Over time, high blood sugar can damage blood vessels and the nerves that control your heart. This is because your body can not use all the sugar properly, so more of it sticks to your red blood cells and creates a buildup. This build-up can block and damage the vessels carrying blood to and from your heart, leading to starve the heart for oxygen and nutrients. Thus, to protect your heart, you must eat healthy, stay active, and do your best to manage your blood pressure, blood sugar, and cholesterol levels. 


So, what makes you vulnerable to be at higher risk of heart disease? 


Usually, people with diabetes, particularly type 2 diabetes, may have the following risk factors that contribute to their risk for developing cardiovascular disease:

  1.  High blood pressure increases the force of blood through your arteries and can damage artery walls. Having both high blood pressure and diabetes can greatly increase your risk for heart disease.

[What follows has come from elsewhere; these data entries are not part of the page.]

PR #168, opened 2022-06-29
Fix single cardinality tempids

cap10morgan:
As noted in FC-1415, single-cardinality tempids (e.g. commonly seen in ref preds) were not behaving correctly on updates. In analytical query results both the old and new values were being returned.

This appears to have originated with the transaction refactor from PR #40 which was released with v1.0.0-beta11.

The problem seemed to be that no retract flake was being created for the old value in the post-refactor tempid handling logic.

I'm not sure the fix in this PR is the right place / way to fix this, but it does seem to fix it. Let me know if I should do this differently.

### DIFF
--- a/src/fluree/db/ledger/transact/core.clj
+++ b/src/fluree/db/ledger/transact/core.clj
@@ -234,6 +234,7 @@
 (defn resolve-object
   "Resolves object into its final state so can be used for consistent comparisons with existing data."
   [object _id pred-info tx-state]
+  (log/debug "Resolving object:" object "for pred:" pred-info)
   (let [multi? (pred-info :multi)]
     (if (nil? object)
       (async/go :delete)                                    ;; delete any existing object
@@ -255,6 +256,7 @@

  2. High LDL (“bad”) cholesterol and low HDL (“good”) cholesterol may cause a buildup of fatty plaque in your blood vessels. This can create blockages and lead to heart attack or stroke.

  3. Obesity is a major risk factor for heart disease and has been strongly associated with insulin resistance. Thus, Weight loss can reduce the risk.

  4. Lack of physical activity is another modifiable major risk factor for insulin resistance and cardiovascular disease.

  5. Smoking narrows your arteries. If you have diabetes and you are a smoker, your risk of developing heart disease is much higher than that of nonsmokers.

Now that you have a better understanding of the connection between heart disease and diabetes, 


How can you prevent it? 
Manage your ABCs:

  1. A: Get a regular A1C test to measure your average blood sugar over 2 to 3 months; aim to stay in your target range as much as possible.

  2. B: Try to keep your blood pressure below 130/80 mm Hg (or the target your doctor sets).

  3. C: Manage your cholesterol levels.

  4. s: Stop smoking or don’t start.

You have the power to manage your own risk factors and improve your heart health through lifestyle changes and working with your doctor to create a treatment plan that is right for you.